Records for the exercise:

PR #3286, opened 2021-07-27
FIX-#3276: fix ZeroDivision error during data import operation call

### LINKED ISSUE #3276: Data import operations fail if empty frame should be read
### System information
- **Modin version**: d03ed30868fb042bbc7282b9c9574145e1228eeb
- **Python version**: 3.8.10
```
import modin.pandas as pd
from io import StringIO
import os

test_filename = "test.csv"
data = """col1,col2
1,2
3,4
"""

try :
    with open(test_filename, "w") as f:
        f.write(data)
    
    pd.read_csv(test_filename, usecols=["col1"], index_col="col1")
finally:
    os.remove(test_filename)
```

### Describe the problem

`read_csv` fails during metadata calculation.

### Source code / logs

```
  File "zero_div.py", line 15, in <module>
    pd.read_csv(test_filename, usecols=["col1"], index_col="col1")
  File "/modin/modin/pandas/io.py", line 131, in read_csv
    return _read(**kwargs)
  File "/modin/modin/pandas/io.py", line 59, in _read
    pd_obj = FactoryDispatcher.read_csv(**kwargs)
  File "/modin/modin/data_management/factories/dispatcher.py", line 172, in read_csv
    return cls.__factory._read_csv(**kwargs)
  File "/modin/modin/data_management/factories/factories.py", line 206, in _read_csv
  File "/modin/modin/engines/base/io/file_dispatcher.py", line 67, in read
    query_compiler = cls._read(*args, **kwargs)
  File "/modin/modin/engines/base/io/text/csv_dispatcher.py", line 112, in _read
    column_widths, num_splits = cls._define_metadata(
  File "/modin/modin/engines/base/io/text/text_file_dispatcher.py", line 422, in _define_metadata
    column_chunksize = compute_chunksize(df, num_splits, axis=1)
  File "/modin/modin/data_management/utils.py", line 70, in compute_chunksize
    col_chunksize = get_default_chunksize(len(df.columns), num_splits)
  File "/modin/modin/data_management/utils.py", line 37, in get_default_chunksize
    length // num_splits if length % num_splits == 0 else length // num_splits + 1
ZeroDivisionError: integer division or modulo by zero
```

amyskov:

## What do these changes do?

- [x] passes `flake8 modin`
- [x] Resolves #3276   
- [x] tests added and passing

### DIFF
--- a/modin/backends/pandas/parsers.py
+++ b/modin/backends/pandas/parsers.py
@@ -153,8 +153,11 @@ class PandasParser(object):
             pandas.Series where index is columns names and values are
             columns dtypes.
         """
+        partitions_dtypes = cls.materialize(dtypes_ids)
+        if all([len(dtype) == 0 for dtype in partitions_dtypes]):
+            return None
         return (
-            pandas.concat(cls.materialize(dtypes_ids), axis=1)
+            pandas.concat(partitions_dtypes, axis=1)
             .apply(lambda row: find_common_type_cat(row.values), axis=1)
             .squeeze(axis=0)
         )
--- a/modin/data_management/utils.py
+++ b/modin/data_management/utils.py
@@ -59,6 +59,8 @@ def compute_chunksize(df, num_splits, default_block_size=32, axis=None):
         If axis is 1 or 0, returns an integer number of rows/columns to split the
         DataFrame. If axis is None, returns a tuple containing both.
     """
+    # `num_splits` should be a non-zero value
+    num_splits = num_splits if num_splits > 0 else 1
     if axis == 0 or axis is None:
         row_chunksize = get_default_chunksize(len(df.index), num_splits)
         # Take the min of the default and the memory-usage chunksize first to avoid a
--- a/modin/data_management/utils.py
+++ b/modin/data_management/utils.py
@@ -59,8 +59,6 @@ def compute_chunksize(df, num_splits, default_block_size=32, axis=None):
         If axis is 1 or 0, returns an integer number of rows/columns to split the
         DataFrame. If axis is None, returns a tuple containing both.
     """
-    # `num_splits` should be a non-zero value
-    num_splits = num_splits if num_splits > 0 else 1
     if axis == 0 or axis is None:
         row_chunksize = get_default_chunksize(len(df.index), num_splits)
         # Take the min of the default and the memory-usage chunksize first to avoid a
--- a/modin/engines/base/io/text/csv_dispatcher.py
+++ b/modin/engines/base/io/text/csv_dispatcher.py
@@ -107,7 +107,7 @@ class CSVDispatcher(TextFileDispatcher):
         # Max number of partitions available
         num_partitions = NPartitions.get()
         # This is the number of splits for the columns
-        num_splits = min(len(column_names), num_partitions)
+        num_splits = min(len(column_names) or 1, num_partitions)
         # Metadata definition
         column_widths, num_splits = cls._define_metadata(
             pd_df_metadata, num_splits, column_names
--- a/modin/engines/base/io/text/csv_dispatcher.py
+++ b/modin/engines/base/io/text/csv_dispatcher.py
@@ -103,15 +103,7 @@ class CSVDispatcher(TextFileDispatcher):
             **dict(kwargs, nrows=1, skipfooter=0, index_col=index_col),
         )
         column_names = pd_df_metadata.columns
-
-        # Max number of partitions available
-        num_partitions = NPartitions.get()
-        # This is the number of splits for the columns
-        num_splits = min(len(column_names) or 1, num_partitions)
-        # Metadata definition
-        column_widths, num_splits = cls._define_metadata(
-            pd_df_metadata, num_splits, column_names
-        )
+        column_widths, num_splits = cls._define_metadata(pd_df_metadata, column_names)
 
         # kwargs that will be passed to the workers
         partition_kwargs = dict(
@@ -129,7 +121,7 @@ class CSVDispatcher(TextFileDispatcher):
         with cls.file_open(filepath_or_buffer_md, "rb", compression_infered) as f:
             splits = cls.partitioned_file(
                 f,
-                num_partitions=num_partitions,
+                num_partitions=NPartitions.get(),
                 nrows=kwargs.get("nrows", None),
                 skiprows=skiprows,
                 quotechar=quotechar,
--- a/modin/engines/base/io/text/csv_dispatcher.py
+++ b/modin/engines/base/io/text/csv_dispatcher.py
@@ -107,8 +107,7 @@ class CSVDispatcher(TextFileDispatcher):
         # Max number of partitions available
         num_partitions = NPartitions.get()
         # This is the number of splits for the columns
-        cols_number = len(column_names)
-        num_splits = min(cols_number if cols_number else 1, num_partitions)
+        num_splits = min(len(column_names) or 1, num_partitions)
         # Metadata definition
         column_widths, num_splits = cls._define_metadata(
             pd_df_metadata, num_splits, column_names
--- a/modin/engines/base/io/text/csv_dispatcher.py
+++ b/modin/engines/base/io/text/csv_dispatcher.py
@@ -107,7 +107,8 @@ class CSVDispatcher(TextFileDispatcher):
         # Max number of partitions available
         num_partitions = NPartitions.get()
         # This is the number of splits for the columns
-        num_splits = min(len(column_names), num_partitions)
+        cols_number = len(column_names)
+        num_splits = min(cols_number if cols_number else 1, num_partitions)
         # Metadata definition
         column_widths, num_splits = cls._define_metadata(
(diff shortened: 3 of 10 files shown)


modin/engines/base/io/text/csv_dispatcher.py
```diff
@@ -107,7 +107,8 @@ def _read(cls, filepath_or_buffer, **kwargs):
         # Max number of partitions available
         num_partitions = NPartitions.get()
         # This is the number of splits for the columns
-        num_splits = min(len(column_names), num_partitions)
+        cols_number = len(column_names)
+        num_splits = min(cols_number if cols_number else 1, num_partitions)
```
anmyachev, line 111:
```suggestion
        num_splits = min(len(column_names) or 1, num_partitions)
```

anmyachev: Why is the minimum number of columns - 1?

amyskov: This is done to avoid division by zero [here](https://github.com/modin-project/modin/blob/master/modin/data_management/utils.py#L37) (for full traceback see issue header).

modin/engines/base/io/text/csv_dispatcher.py
```diff
@@ -107,7 +107,7 @@ def _read(cls, filepath_or_buffer, **kwargs):
         # Max number of partitions available
         num_partitions = NPartitions.get()
         # This is the number of splits for the columns
-        num_splits = min(len(column_names), num_partitions)
+        num_splits = min(len(column_names) or 1, num_partitions)
```
YarShev, line 110: Is this adding really required?

modin/backends/pandas/parsers.py
```diff
@@ -153,8 +153,11 @@ def get_dtypes(cls, dtypes_ids):
             pandas.Series where index is columns names and values are
             columns dtypes.
         """
+        partitions_dtypes = cls.materialize(dtypes_ids)
+        if all([len(dtype) == 0 for dtype in partitions_dtypes]):
```
YarShev, line 157: Can you elaborate why this change fixes the issue?

modin/pandas/test/test_io.py
```diff
@@ -1115,6 +1115,22 @@ def get_internal_df(df):
         for name1, name2 in zip(get_internal_df(read_df).index.names, [None, "a"]):
             assert name1 == name2
 
+    def test_read_csv_empty_frame(
+        self,
+        request,
+    ):
+        if request.config.getoption("--simulate-cloud").lower() != "off":
```
YarShev, line 1122: Can you consider this comment?
https://github.com/modin-project/modin/issues/3295#issuecomment-889047542

modin/backends/pandas/parsers.py
amyskov: Yes, this change is needed because when empty frame should be read, each worker will read empty frame and it's `dtypes` will be empty `Series` that corresponds to `dtypes=None`. If we skip this check, `dtypes` will values will be calculated incorrectly because `partitions_dtypes` contains no columns.

modin/engines/base/io/text/csv_dispatcher.py
amyskov: Yes, we need to set non-zero `num_splits` value to avoid `ZeroDivision` error [here](https://github.com/modin-project/modin/blob/master/modin/data_management/utils.py#L37).

modin/pandas/test/test_io.py
amyskov: Yes, fixed.

YarShev (dismissed):
@amyskov , LGTM assuming tests pass. @anmyachev , any other comments?

anmyachev:
@amyskov you are changing the way define partitions for `read_csv` function only, but this problem is more general. It is necessary to generalize changes at least to all I/O functions.

YarShev:
@anmyachev , good notice! We have some places where num_splits is computed in depend on the length of columns. There might be an issue when reading empty frames from other files. @amyskov , can you check it?

amyskov:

What is needed: What lines above mention "CSVDispatcher"? Copy each one.

Task answer:
@@ -107,7 +107,7 @@ class CSVDispatcher(TextFileDispatcher):
@@ -103,15 +103,7 @@ class CSVDispatcher(TextFileDispatcher):
@@ -129,7 +121,7 @@ class CSVDispatcher(TextFileDispatcher):
@@ -107,8 +107,7 @@ class CSVDispatcher(TextFileDispatcher):
@@ -107,7 +107,8 @@ class CSVDispatcher(TextFileDispatcher):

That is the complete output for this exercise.